◆ WHAT TO PRODUCE
Below are some records. Pull every line that contains the word "Alexandrhub".

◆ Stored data

==========

PR #9620, opened 2023-06-05
📝 Update `Annotated` notes in `docs/en/docs/tutorial/schema-extra-example.md`

Alexandrhub:
When working on the translation, I noticed that this page is missing the annotated tips that can be found in the rest of the documentation (I checked, and it's the only page where they're missing).


ivan-abc (approved):

tiangolo:
Good catch, thank you @Alexandrhub! 🙇 ☕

==========

◆ REPLY TO THE EXERCISE
Alexandrhub:
Good catch, thank you @Alexandrhub! 🙇 ☕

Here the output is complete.